▶ _PROBLEM TO WORK ON_
With every line kept intact, print the entries that appear below.

▶ _DATASET RECORDS_
PR #4049, opened 2015-05-11
[INTERNAL] Allow internal cli parameters to be configurable by other cli tools

rodyhaddad:
This PR allows for more configuration of the ember-cli, when it's used by another cli tool. Example of configuration [here](https://github.com/rodyhaddad/wrenchjs/blob/1ff0ec8e450522d47308f336b5d109e579bef45a/lib/cli/index.js#L8-L10).

In practice, this adds new properties to the `cli` object:

* name: The name of the cli tool. Although this doesn't change anything now, it will later by outputting the proper cli name for error and help messages
* cliRoot: The root of the cli project. This is used to discover more "in-repo" addons
* npmPackage: This is the npm package name used to see if the project is an "ember-cli" project (as opposed to an ember addon, or a null project)

Also with this PR, the `Project` and `Command` instances get a reference to the `cli` object, so they can make use of the information described above.

----

I tried to do the least changes possible to reach my goal of making these things configurable and expanding `ember-cli`'s flexibility. Don't hesitate to tear up and question any change I did, if there's need for more details about my motives/thought process when making this PR.

/cc @stefanpenner

### DIFF
--- a/lib/cli/cli.js
+++ b/lib/cli/cli.js
@@ -12,9 +12,12 @@ var emberCLIVersion      = versionUtils.emberCLIVersion;
 var InstallationChecker  = require('../models/installation-checker');
 
 function CLI(options) {
+  this.name = options.name;
   this.ui = options.ui;
   this.analytics = options.analytics;
   this.testing = options.testing;
+  this.cliRoot = options.cliRoot;
+  this.npmPackage = options.npmPackage;
 
   debug('testing %o', !!this.testing);
 }
@@ -41,7 +44,8 @@ CLI.prototype.run = function(environment) {
       tasks:     environment.tasks,
       project:   environment.project,
       settings:  environment.settings,
-      testing:   this.testing
+      testing:   this.testing,
+      cli: this
     });
 
     getOptionArgs('--verbose', commandArgs).forEach(function(arg){
--- a/lib/cli/index.js
+++ b/lib/cli/index.js
@@ -11,6 +11,7 @@ var CLI           = require('./cli');
 var packageConfig = require('../../package.json');
 var debug         = require('debug')('ember-cli:cli/index');
 var merge         = require('lodash/object/merge');
+var path          = require('path');
 
 var version      = packageConfig.version;
 var name         = packageConfig.name;
@@ -46,10 +47,8 @@ function cli(options) {
     writeLevel:   ~process.argv.indexOf('--silent') ? 'ERROR' : undefined
   });
 
-  var project = Project.projectOrNullProject(ui);
-
   var config = new Yam('ember-cli', {
-    primary: project.root
+    primary: Project.getProjectRoot()
   });
 
   var leekOptions;
@@ -81,6 +80,18 @@ function cli(options) {
   debug('leek: %o', leekOptions);
 
   var leek = new Leek(leekOptions);
+
+  var cliInstance = new CLI({
+    ui:        ui,
+    analytics: leek,
+    testing:   options.testing,
+    name: options.cli ? options.cli.name : 'ember',
+    cliRoot: options.cli ? options.cli.cliRoot : path.resolve(__dirname, '..', '..'),
+    npmPackage: options.cli ? options.cli.npmPackage : 'ember-cli'
+  });
+
+  var project = Project.projectOrNullProject(ui, cliInstance);
+
   var environment = {
     tasks:    tasks,
     cliArgs:  options.cliArgs,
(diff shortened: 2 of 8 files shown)


stefanpenner:
@rodyhaddad sorry I was on vacation, looking now

lib/models/project.js
```diff
@@ -553,18 +558,38 @@ Project.closestSync = function(pathName, _ui) {
...
+    var directory = findup.sync(process.cwd(), 'package.json');
+    var pkg = require(path.join(directory, 'package.json'));
+
+    if (pkg && pkg.name === 'ember-cli') {
+      return process.cwd();
+    }
+
+    return directory;
+  } catch(reason) {
+    return process.cwd();
```
stefanpenner: I would prefer we explicitly only swallow the error if it is an error we match against. Basically I want to be sure we are not swallowing unexpected errors.

This is likely also a good plays to add some `debug` logging.

stefanpenner:
LGTM, left one comment I think should be addressed.

stefanpenner:
@rodyhaddad friendly ping

lib/models/project.js
```diff
@@ -82,21 +83,26 @@ Project.prototype.setupNodeModulesPath = function(){
...
 
-var NULL_PROJECT = new Project(process.cwd(), {});
+var processCwd = process.cwd();
+Project.createNullProject = function (ui, cli) {
+  var NULL_PROJECT = new Project(processCwd, {}, ui, cli);
 
-NULL_PROJECT.isEmberCLIProject = function() {
-  return false;
-};
+  NULL_PROJECT.isEmberCLIProject = function() {
```
stefanpenner: looks like strange indentation here

lib/models/project.js
```diff
@@ -82,21 +83,26 @@ Project.prototype.setupNodeModulesPath = function(){
...
+    return false;
+  };
 
-NULL_PROJECT.isEmberCLIAddon = function() {
-  return false;
-};
+  NULL_PROJECT.isEmberCLIAddon = function() {
```
stefanpenner: ^

lib/models/project.js
```diff
@@ -82,21 +83,26 @@ Project.prototype.setupNodeModulesPath = function(){
...
+    return false;
+  };
 
-NULL_PROJECT.name = function() {
-  return path.basename(process.cwd());
-};
+  NULL_PROJECT.name = function() {
```
stefanpenner: ^

lib/models/project.js
rodyhaddad: No, not really.
The indentation is because null projects are now created by the `Project.createNullProject` function.
Maybe checking out the code without the diff makes it easier to see: https://github.com/rodyhaddad/ember-cli/blob/rodyhaddad/cli-configurable/lib/models/project.js#L87-L105

The reason for the method is because Null Projects need a reference to the `cli` instance of the app.

stefanpenner:
doing a thorough review shortly

lib/cli/cli.js
```diff
@@ -12,9 +12,12 @@ var emberCLIVersion      = versionUtils.emberCLIVersion;
 var InstallationChecker  = require('../models/installation-checker');
 
 function CLI(options) {
+  this.name = options.name;
   this.ui = options.ui;
   this.analytics = options.analytics;
   this.testing = options.testing;
+  this.cliRoot = options.cliRoot;
```
stefanpenner: lets rename this to `root` no need to prefix it.

`cli.cliRoot` vs `cli.root` etc.

(im reviewing now, I may just doit myself quickly, leaving notes here for myself)

lib/cli/index.js
```diff
@@ -81,6 +80,18 @@ function cli(options) {
   debug('leek: %o', leekOptions);
 
   var leek = new Leek(leekOptions);
+
+  var cliInstance = new CLI({
```
stefanpenner: lowercase `cli` is likely sufficient to imply `instance`

rodyhaddad: I did that initially, but jshint complains that we're redefining `cli` in the file, because there's already a [function named `cli`](https://github.com/ember-cli/ember-cli/blob/62e02b515809b8c566bc47c7dddeecf20171bc74/lib/cli/index.js#L36)

lib/cli/cli.js
rodyhaddad: I won't have time to do the changes today, so if you want to do them and merge the PR, go ahead.

stefanpenner: no worries, that was my plan :)

lib/cli/index.js
stefanpenner: ah

stefanpenner: i just made the `cli` function anonymous and the `module.exports`

stefanpenner:
superseded by #4168  (just some cleanup)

▶ _WRITTEN SOLUTION_
PR #4049, opened 2015-05-11
[INTERNAL] Allow internal cli parameters to be configurable by other cli tools

rodyhaddad:
This PR allows for more configuration of the ember-cli, when it's used by another cli tool. Example of configuration [here](https://github.com/rodyhaddad/wrenchjs/blob/1ff0ec8e450522d47308f336b5d109e579bef45a/lib/cli/index.js#L8-L10).

In practice, this adds new properties to the `cli` object:

* name: The name of the cli tool. Although this doesn't change anything now, it will later by outputting the proper cli name for error and help messages
* cliRoot: The root of the cli project. This is used to discover more "in-repo" addons
* npmPackage: This is the npm package name used to see if the project is an "ember-cli" project (as opposed to an ember addon, or a null project)

Also with this PR, the `Project` and `Command` instances get a reference to the `cli` object, so they can make use of the information described above.

----

I tried to do the least changes possible to reach my goal of making these things configurable and expanding `ember-cli`'s flexibility. Don't hesitate to tear up and question any change I did, if there's need for more details about my motives/thought process when making this PR.

/cc @stefanpenner

### DIFF
--- a/lib/cli/cli.js
+++ b/lib/cli/cli.js
@@ -12,9 +12,12 @@ var emberCLIVersion      = versionUtils.emberCLIVersion;
 var InstallationChecker  = require('../models/installation-checker');
 
 function CLI(options) {
+  this.name = options.name;
   this.ui = options.ui;
   this.analytics = options.analytics;
   this.testing = options.testing;
+  this.cliRoot = options.cliRoot;
+  this.npmPackage = options.npmPackage;
 
   debug('testing %o', !!this.testing);
 }
@@ -41,7 +44,8 @@ CLI.prototype.run = function(environment) {
       tasks:     environment.tasks,
       project:   environment.project,
       settings:  environment.settings,
-      testing:   this.testing
+      testing:   this.testing,
+      cli: this
     });
 
     getOptionArgs('--verbose', commandArgs).forEach(function(arg){
--- a/lib/cli/index.js
+++ b/lib/cli/index.js
@@ -11,6 +11,7 @@ var CLI           = require('./cli');
 var packageConfig = require('../../package.json');
 var debug         = require('debug')('ember-cli:cli/index');
 var merge         = require('lodash/object/merge');
+var path          = require('path');
 
 var version      = packageConfig.version;
 var name         = packageConfig.name;
@@ -46,10 +47,8 @@ function cli(options) {
     writeLevel:   ~process.argv.indexOf('--silent') ? 'ERROR' : undefined
   });
 
-  var project = Project.projectOrNullProject(ui);
-
   var config = new Yam('ember-cli', {
-    primary: project.root
+    primary: Project.getProjectRoot()
   });
 
   var leekOptions;
@@ -81,6 +80,18 @@ function cli(options) {
   debug('leek: %o', leekOptions);
 
   var leek = new Leek(leekOptions);
+
+  var cliInstance = new CLI({
+    ui:        ui,
+    analytics: leek,
+    testing:   options.testing,
+    name: options.cli ? options.cli.name : 'ember',
+    cliRoot: options.cli ? options.cli.cliRoot : path.resolve(__dirname, '..', '..'),
+    npmPackage: options.cli ? options.cli.npmPackage : 'ember-cli'
+  });
+
+  var project = Project.projectOrNullProject(ui, cliInstance);
+
   var environment = {
     tasks:    tasks,
     cliArgs:  options.cliArgs,
(diff shortened: 2 of 8 files shown)


stefanpenner:
@rodyhaddad sorry I was on vacation, looking now

lib/models/project.js
```diff
@@ -553,18 +558,38 @@ Project.closestSync = function(pathName, _ui) {
...
+    var directory = findup.sync(process.cwd(), 'package.json');
+    var pkg = require(path.join(directory, 'package.json'));
+
+    if (pkg && pkg.name === 'ember-cli') {
+      return process.cwd();
+    }
+
+    return directory;
+  } catch(reason) {
+    return process.cwd();
```
stefanpenner: I would prefer we explicitly only swallow the error if it is an error we match against. Basically I want to be sure we are not swallowing unexpected errors.

This is likely also a good plays to add some `debug` logging.

stefanpenner:
LGTM, left one comment I think should be addressed.

stefanpenner:
@rodyhaddad friendly ping

lib/models/project.js
```diff
@@ -82,21 +83,26 @@ Project.prototype.setupNodeModulesPath = function(){
...
 
-var NULL_PROJECT = new Project(process.cwd(), {});
+var processCwd = process.cwd();
+Project.createNullProject = function (ui, cli) {
+  var NULL_PROJECT = new Project(processCwd, {}, ui, cli);
 
-NULL_PROJECT.isEmberCLIProject = function() {
-  return false;
-};
+  NULL_PROJECT.isEmberCLIProject = function() {
```
stefanpenner: looks like strange indentation here

lib/models/project.js
```diff
@@ -82,21 +83,26 @@ Project.prototype.setupNodeModulesPath = function(){
...
+    return false;
+  };
 
-NULL_PROJECT.isEmberCLIAddon = function() {
-  return false;
-};
+  NULL_PROJECT.isEmberCLIAddon = function() {
```
stefanpenner: ^

lib/models/project.js
```diff
@@ -82,21 +83,26 @@ Project.prototype.setupNodeModulesPath = function(){
...
+    return false;
+  };
 
-NULL_PROJECT.name = function() {
-  return path.basename(process.cwd());
-};
+  NULL_PROJECT.name = function() {
```
stefanpenner: ^

lib/models/project.js
rodyhaddad: No, not really.
The indentation is because null projects are now created by the `Project.createNullProject` function.
Maybe checking out the code without the diff makes it easier to see: https://github.com/rodyhaddad/ember-cli/blob/rodyhaddad/cli-configurable/lib/models/project.js#L87-L105

The reason for the method is because Null Projects need a reference to the `cli` instance of the app.

stefanpenner:
doing a thorough review shortly

lib/cli/cli.js
```diff
@@ -12,9 +12,12 @@ var emberCLIVersion      = versionUtils.emberCLIVersion;
 var InstallationChecker  = require('../models/installation-checker');
 
 function CLI(options) {
+  this.name = options.name;
   this.ui = options.ui;
   this.analytics = options.analytics;
   this.testing = options.testing;
+  this.cliRoot = options.cliRoot;
```
stefanpenner: lets rename this to `root` no need to prefix it.

`cli.cliRoot` vs `cli.root` etc.

(im reviewing now, I may just doit myself quickly, leaving notes here for myself)

lib/cli/index.js
```diff
@@ -81,6 +80,18 @@ function cli(options) {
   debug('leek: %o', leekOptions);
 
   var leek = new Leek(leekOptions);
+
+  var cliInstance = new CLI({
```
stefanpenner: lowercase `cli` is likely sufficient to imply `instance`

rodyhaddad: I did that initially, but jshint complains that we're redefining `cli` in the file, because there's already a [function named `cli`](https://github.com/ember-cli/ember-cli/blob/62e02b515809b8c566bc47c7dddeecf20171bc74/lib/cli/index.js#L36)

lib/cli/cli.js
rodyhaddad: I won't have time to do the changes today, so if you want to do them and merge the PR, go ahead.

stefanpenner: no worries, that was my plan :)

lib/cli/index.js
stefanpenner: ah

stefanpenner: i just made the `cli` function anonymous and the `module.exports`

stefanpenner:
superseded by #4168  (just some cleanup)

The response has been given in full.